By all means, let's talk about how professional sports commodifies bodies and generates life-long debilitating injuries, and in regards to the NFL especially exploits people of color in this manner. But let's not undercut that conversation by focusing on topical but erroneous anecdotes in the lede.
StarryNite
(9,464 posts)Too many armchair doctors making a diagnosis. We need to wait and see what his doctors say.
SlimJimmy
(3,183 posts)For anyone that has hunted deer with a shotgun using slugs, we understand the concept of shocking the heart. In my mind, this is exactly the same type of thing that happened to Hamlin. Add to it, the timing and location of the hit, and the beat of the heart, then it's easy to understand why he had a cardiac arrest.
former9thward
(32,111 posts)Charles Hughes.
Most injuries in professional football come not from being hit by someone else but from the effects of a huge body on the skeletal and muscular frame. When you play football there is no end of twisting and sudden turning and stops. When someone who weighs 350 pounds is doing that it imposes enormous stress on various joints of the body. That is where almost all the injures come from.

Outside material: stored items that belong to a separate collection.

PR #1331, opened 2026-07-26
test: de-flake the heatmap setData assertion

llun:
## Summary

`RouteHeatmapMap > pushes updated geometry to the existing source when the cache changes` is flaky in CI (always **Shard 4 of 4**) and intermittently blocks unrelated PRs:

```
AssertionError: expected "vi.fn()" to be called 1 times, but got 2 times
 ❯ app/(timeline)/fitness/heatmap/FitnessHeatmapView.test.tsx:1355:41
```

**The test was wrong, not the component.**

## Root cause

The component's contract is one `setData` per `routeGeoJson` change (`lib/components/fitness/RouteHeatmapMap.tsx:373`). The "second" call is not a redundant re-render — it is the **initial** push, which the test intends to exclude with `setData.mockClear()` but never actually waits for:

- `OpenFreeMap` is rendered in the commit that flips `isMapLoaded`
- the first `setData` runs in that commit's **passive effect** — a later macrotask
- `await screen.findByText('OpenFreeMap')` can resolve between the two

When it does, `mockClear()` clears nothing, both the initial push and the rerender push land afterwards, and the count is permanently 2 — so `waitFor` can only retry until it times out.

Reproduced deterministically by observing the label outside React Testing Library's act drain: `raceAfterFind=0` → `raceAfterSettle=2`.

Evidence it is pre-existing and not caused by any particular change: the same commit SHA (`04583655b`, #1322) produced one passing and one failing CI run. Prior instances: runs `30117916423` and `30107189026`, both Shard 4.

## Second finding: the test never checked the geometry

The fixture's "updated" third point `(52.37, 4.89)` is **exactly collinear** with the endpoints, so `simplifySegmentsToBudget`'s Douglas-Peucker pass at the 1m tolerance dropped it. Dumping both payloads showed them byte-identical:

```
[[4.88,52.36],[4.91,52.39]]   // initial
[[4.88,52.36],[4.91,52.39]]   // "updated"
```

A test named *pushes updated geometry* was asserting only that `setData` fired again — it would have passed while pushing the old geometry.

## Changes

- **Wait for the initial push before clearing** (`waitFor(() => expect(setData).toHaveBeenCalled())`), so the clear can no longer race the effect it is meant to exclude. This is a logical guarantee, not a timing one.
- **Move the third fixture point off the line** so it survives simplification, and assert the **last call's payload** plus `expect(mapConstructor).toHaveBeenCalledTimes(1)` (the update went to the *existing* source, no remount) — instead of counting calls.
- The two sibling `toHaveBeenCalledTimes(1)` assertions inside `waitFor` (the polling tests) have the same shape and both immediately capture the real count afterwards, so they become `toHaveBeenCalled()` gates. The trailing `toHaveBeenCalledTimes(callsAfterInitialLoad)` is a settled assertion outside `waitFor` and is correct as-is — left alone.

No component guard was added: a redundant `setData` would be harmless and idempotent, so exactly-once is not a real invariant worth enforcing.

## Test results

- Replayed the exact CI interleaving against the new structure: `atLabel=0` (raced) yet passes, 5/5
- **20/20** clean runs of the file
- Full gate: `yarn run prettier --write .` → `yarn lint` (0 errors) → `yarn build` → `yarn test` (**731 files, 7324 tests passed**)

## Notes

Test-only change. No migrations, no config, no user-facing behavior, no docs affected.

### DIFF
--- a/app/(timeline)/fitness/heatmap/FitnessHeatmapView.test.tsx
+++ b/app/(timeline)/fitness/heatmap/FitnessHeatmapView.test.tsx
@@ -1207,9 +1207,9 @@ describe('FitnessHeatmapView', () => {
       />
     )
 
-    // A gate, not a count assertion — the exact number is captured below. An
-    // exact count inside waitFor can never recover if the extra call lands
-    // before the first poll.
+    // A gate, not a count assertion — the exact number is captured below. Call
+    // counts only ever grow, so an exact count inside waitFor can never recover
+    // if an extra call lands before the count is captured below.
     await waitFor(() => {
       expect(mockGetFitnessRouteHeatmaps).toHaveBeenCalled()
     })
@@ -1347,7 +1347,7 @@ describe('RouteHeatmapMap', () => {
       <RouteHeatmapMap
         heatmap={worldHeatmap({
           updatedAt: 3,
-          // The third point must sit off the straight line between the
+          // The interior point must sit off the straight line between the
           // endpoints: simplifySegmentsToBudget runs Douglas-Peucker at a 1m
           // tolerance, so a collinear point is dropped and the "updated"
           // geometry would be byte-identical to the original.
--- a/app/(timeline)/fitness/heatmap/FitnessHeatmapView.test.tsx
+++ b/app/(timeline)/fitness/heatmap/FitnessHeatmapView.test.tsx
@@ -1209,7 +1209,7 @@ describe('FitnessHeatmapView', () => {
 
     // A gate, not a count assertion — the exact number is captured below. Call
     // counts only ever grow, so an exact count inside waitFor can never recover
-    // if an extra call lands before the count is captured below.
+    // if an extra call lands before waitFor's first successful check.
     await waitFor(() => {
       expect(mockGetFitnessRouteHeatmaps).toHaveBeenCalled()
     })
@@ -1338,8 +1338,10 @@ describe('RouteHeatmapMap', () => {
     // Wait for the *initial* push before clearing, not just for the provider
     // label. The label appears in the commit that flips isMapLoaded, while the
     // first setData runs in that commit's passive effect — a later macrotask.
-    // Clearing on the label alone can therefore land between the two, leaving
-    // the initial push to arrive after the clear and inflate every later count.
+    // Clearing on the label alone can therefore land between the two, in which
+    // case the clear silently does nothing and the initial push stays in the
+    // record — which is what made the old exact-count assertion here
+    // unsatisfiable.
     await waitFor(() => expect(setData).toHaveBeenCalled())
     setData.mockClear()
 
--- a/app/(timeline)/fitness/heatmap/FitnessHeatmapView.test.tsx
+++ b/app/(timeline)/fitness/heatmap/FitnessHeatmapView.test.tsx
@@ -1207,8 +1207,11 @@ describe('FitnessHeatmapView', () => {
       />
     )
 
+    // A gate, not a count assertion — the exact number is captured below. An
+    // exact count inside waitFor can never recover if the extra call lands
+    // before the first poll.
     await waitFor(() => {
-      expect(mockGetFitnessRouteHeatmaps).toHaveBeenCalledTimes(1)
+      expect(mockGetFitnessRouteHeatmaps).toHaveBeenCalled()
     })
 
     const callsAfterInitialLoad = mockGetFitnessRouteHeatmaps.mock.calls.length
@@ -1245,8 +1248,9 @@ describe('FitnessHeatmapView', () => {
       />
     )
 
+    // A gate, not a count assertion — see the sibling test above.
     await waitFor(() => {
-      expect(mockGetFitnessRouteHeatmaps).toHaveBeenCalledTimes(1)
+      expect(mockGetFitnessRouteHeatmaps).toHaveBeenCalled()
     })
 
     const callsAfterInitialLoad = mockGetFitnessRouteHeatmaps.mock.calls.length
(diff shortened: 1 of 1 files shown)


app/(timeline)/fitness/heatmap/FitnessHeatmapView.test.tsx
```diff
@@ -1331,18 +1335,27 @@ describe('RouteHeatmapMap', () => {
...
+    // Clearing on the label alone can therefore land between the two, leaving
+    // the initial push to arrive after the clear and inflate every later count.
+    await waitFor(() => expect(setData).toHaveBeenCalled())
     setData.mockClear()
 
     rerender(
       <RouteHeatmapMap
         heatmap={worldHeatmap({
           updatedAt: 3,
+          // The third point must sit off the straight line between the
```
llun: **Comment is inaccurate as placed.** The point this PR actually moved is `points[1]` — the middle/interior point (`lng` 4.89 -> 4.91). Read literally against the array it annotates, "the third point" is `{ lat: 52.39, lng: 4.91 }`, which is an *endpoint* and therefore lies on the line by definition, making the sentence false.

The intended sense is "third" relative to the 2-point base fixture. Reword to "the interior point" so it matches the array it sits above.

app/(timeline)/fitness/heatmap/FitnessHeatmapView.test.tsx
```diff
@@ -1207,8 +1207,11 @@ describe('FitnessHeatmapView', () => {
       />
     )
 
+    // A gate, not a count assertion — the exact number is captured below. An
+    // exact count inside waitFor can never recover if the extra call lands
+    // before the first poll.
```
llun: **Ambiguous wording.** This file uses "poll" for the component's 5s heatmap polling interval, so "before the first poll" reads as if it refers to that — but it means `waitFor`'s own retry tick.

Worth disambiguating, because the mechanics differ: under fake timers `waitFor` advances the clock only in 50ms steps up to its 1000ms timeout, so the 5000ms heatmap poll can never fire inside this gate. Suggest "before the count is captured below".

llun (commented):
Sub-agent review round 1 (3 reviewers: concurrency/determinism, project conventions, assertion strength).

All three independently verified the root cause and the fix:

- The race was reproduced: with an artificially slowed `waitFor` callback, 1/20 runs had `setData` still uncalled at the moment the `OpenFreeMap` label resolved.
- The collinearity claim was confirmed against the real pipeline: the old middle point's perpendicular distance is **exactly 0 m** at a 1 m tolerance, and the old "updated" payload came out byte-identical to the original. The old assertion genuinely could not detect a stale payload.
- The new point sits **~1159 m** off the chord (~1159x the tolerance), so there is no marginal-tolerance flake risk.
- `expect(mapConstructor).toHaveBeenCalledTimes(1)` is not vacuous. Because `getSource` returns a fresh wrapper around the same spy, the payload assertion alone cannot distinguish "pushed to the existing source" from "torn down and re-seeded" — this is the only assertion carrying the "existing source" half of the test name. Verified by mutation: changing `bounds` on the rerender gives 2 constructions while `lastCall` stays identical.
- No other structurally-racy assertion remains in the file; every other exact-count assertion sits outside `waitFor`, after a gate.

Two comment-accuracy findings below.

app/(timeline)/fitness/heatmap/FitnessHeatmapView.test.tsx
llun: Fixed in b1546eadf — reworded to "The interior point must sit off the straight line between the endpoints", which matches the array it annotates.

app/(timeline)/fitness/heatmap/FitnessHeatmapView.test.tsx
llun: Fixed in b1546eadf. Now reads: "Call counts only ever grow, so an exact count inside waitFor can never recover if an extra call lands before the count is captured below." That drops the "poll" collision and states the monotonicity that makes the old form unrecoverable.

app/(timeline)/fitness/heatmap/FitnessHeatmapView.test.tsx
```diff
@@ -1331,18 +1335,27 @@ describe('RouteHeatmapMap', () => {
     const { rerender } = render(
       <RouteHeatmapMap heatmap={worldHeatmap()} mapProvider={{ type: 'osm' }} />
     )
-    await screen.findByText('OpenFreeMap')
+    // Wait for the *initial* push before clearing, not just for the provider
+    // label. The label appears in the commit that flips isMapLoaded, while the
+    // first setData runs in that commit's passive effect — a later macrotask.
+    // Clearing on the label alone can therefore land between the two, leaving
+    // the initial push to arrive after the clear and inflate every later count.
```
llun: **Stale clause introduced by this PR.** The first two sentences are accurate, but "and inflate every later count" no longer describes anything: this same commit deleted the only later `setData` count assertion. The one remaining `toHaveBeenCalledTimes` is on `mapConstructor`, which a leaked `setData` push cannot inflate.

Documentation-only (no runtime consequence — React flushes a commit's pending passive effects before processing the next render, so `lastCall` would be the new geometry either way), but a reader following this comment will hunt for a "later count" that does not exist. Reword to say what the guard actually buys: the clear otherwise silently does nothing and the initial push stays in the record.

llun (commented):
Sub-agent review round 2 (fresh-eyes reviewer, no context from round 1).

Confirmed clean on: mutation-sensitivity of the payload assertion (flipping the expected interior coordinate makes the test fail with a proper diff), non-vacuity of both new assertions, `mapConstructor` scope resolution, types under `mock.lastCall?.[0]`, no dead variables or unused imports, and that neither loosened gate can go vacuous (`callsAfterInitialLoad` can never be 0 because the gate guarantees >= 1).

Verification: 44/44 on 3 consecutive runs, `prettier --check` clean, `eslint` exit 0. CI is green on both commits including **Test Shard 4 of 4** — the shard this flake was failing on.

One stale-comment finding below.

app/(timeline)/fitness/heatmap/FitnessHeatmapView.test.tsx
llun: Fixed in 1ab4b9efd. Now reads: "…in which case the clear silently does nothing and the initial push stays in the record — which is what made the old exact-count assertion here unsatisfiable." No dangling reference to a count that no longer exists.

Also took the sub-nit: the sibling gate comment now says "before waitFor's first successful check" rather than "before the count is captured below", which was one step too wide.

I wonder if the author has ever seen a football game.
ProfessorGAC
(65,319 posts)His death had almost nothing to do with football. He was almost untouched on the play during which he died. He was a decoy.
A DB put a hand on him as he cut, but it was less than a push. Butkus was 20 feet away when Hughes just collapsed. Butkus was the one who knew something big was wrong & began frantically waving in help from the benches.
I have the same question about the author.
brush
(53,949 posts)that's not there. White players get hurt too, as do AAPI, Latino American and any other ethnisity too who play the game.
The thing is, it's a kids' game, it's fun to play when you're a kid then as the better players play in organized football as they progress in school, the possibility of playing it professionally for big money becomes a real thing...for all the players, not just the Black ones. And injuries are a part of it. That's undeniable.
There is racism in football, in the opportunities in the coaching, ownership/management ranks but not who gets injured.
There was a time when Black players weren't given oppotunities to play quarterback but that's gone by the wayside because Warren Moon, who had to play in Canada to get the opportunity, and others, excelled at the position and now nearly had the starting QBs are Black.
DenaliDemocrat
(1,478 posts)And yes, the equipment is there to promote safety.